En estos momentos, las empresas comunicacionales asisten a un cambio de era en el que ven decaer lo que ha sido el centro de su negocio durante los últimos 150 años: los ingresos por inserción de publicidad. Muchos observadores achacan a cierta nueva “cultura de la gratuidad” la crisis de medios e industrias culturales en lugar de hacerlo a su incapacidad de inventar nuevos modelos de negocios adecuados a la nueva realidad del mercado y a la satisfacción de sus clientes mediante valor añadido al producto. Pero la cultura de la gratuidad en televisón no es nueva. Fue el propio Francisco Franco quien la propició en el nacimiento de TVE, cuando rechazó que la naciente televisión oficial se financiase mediante el pago de licencias, como en el resto de Europa, y decidió que su funcionamiento iría directamente a cargo de los presupuestos.
Hasta la fecha, los ciudadanos han vivido con la engañosa sensación de que la televisión pública les sale gratis. En Catalunya, donde desde 1983 TV-3 ofrece un servicio de televisión pública de altísima calidad, a la altura de las grandes cadenas públicas europeas (demostrado por la infinidad de premios internacionales que han obtenido sus producciones) las sucesivas direcciones generales de la corporación pública se han encontrado con la renuencia de los ciudadanos a pagar una license fee cada vez que han sido sondeados al respecto. Y a la vez, muchos de esos mismos ciudadanos han considerado que los poco más de 40 euros anuales que la televisión pública catalana recibe de sus impuestos eran demasiado dinero, cuando apenas llegan a cubrir el 30% de su funcionamiento total.

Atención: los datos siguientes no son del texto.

PR #2196, opened 2023-02-02
fix: ak.values_astype now turns 'unknown' type into the requested type.

### LINKED ISSUE #2188: `ak.values_astype` should turn `EmptyArray` into `NumpyArray`
### Version of Awkward Array

HEAD

Follow-up from https://github.com/scikit-hep/uproot5/issues/822.

```python
>>> ak.values_astype(ak.Array([]), np.float64)
<Array [] type='0 * unknown'>
```

jpivarski:
...but I forgot that we wanted to parameterize it: https://github.com/scikit-hep/awkward/issues/2188#issuecomment-1412158519.

I'll do that when I can get back to this.


src/awkward/contents/content.py
```diff
@@ -1296,7 +1296,7 @@ def _is_equal_to(self, other: Self, index_dtype: bool, numpyarray: bool) -> bool
     def _repr(self, indent: str, pre: str, post: str) -> str:
         raise ak._errors.wrap_error(NotImplementedError)
 
-    def _numbers_to_type(self, name: str) -> Self:
+    def _numbers_to_type(self, name: str, including_unknown: bool) -> Self:
```
agoose77: Now the return type changes! 😎 
```suggestion
    def _numbers_to_type(self, name: str, including_unknown: bool) -> Content:
```

agoose77 (approved):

Con semejante falsa conciencia, que diríamos en marxista, no es de extrañar que los televidentes españoles acogieran con albricias y zapatetas el anuncio de la eliminación de la publicidad en TVE. Álvaro de la Iglesia vencía después de muerto, pero unos cuantos meses después, ahora mismo, el consejo de administración del ente público se plantea recuperar las inserciones publicitarias porque el recorte de 200 millones en el presupuesto pone a la televisión pública al borde del colapso.
Me temo que ni con publicidad ni sin ella tienen remedio los males de las televisiones públicas. Los gobiernos derechistas de Madrid y Barcelona saben que la nueva hidalguía populachera considera a los profesionales de la televisión unos privilegiados y se complace en verles morder el polvo a manera de pobre consuelo cuando a ellos les acechan contratos basura. No es una neura mía: la propia Casa del Rey es consciente de esa mentalidad cuando difunde que Juan Carlos cobra un sueldo medio neto mensual de 12.000 euros; uno hubiera esperado de esa augusta institución, si no transparencia total, algo más que dar penita a los tontos. En Catalunya, el equivalente de ese populismo se complace en la maledicencia en torno a la televisión pública nacional catalana, de modo que a veces parece que se es más catalanista cuanto más se desea ver por los suelos al mayor logro cultural del catalanismo contemporáneo.
Creo que fue Einstein quien dijo que había dos cosas infinitas, el universo y la estupidez humana, y de lo primero no se sentía del todo seguro. El espectáculo de ver cerrada la televisión pública de l’Hospitalet por un gobierno municipal de izquierdas, pese a una fallida resistencia de ICV-EUiA, nos indica que quizás sea verdad que los pueblos tienen las televisiones que se merecen. De momento ya cuentan con los gobiernos que ellos mismos han votado.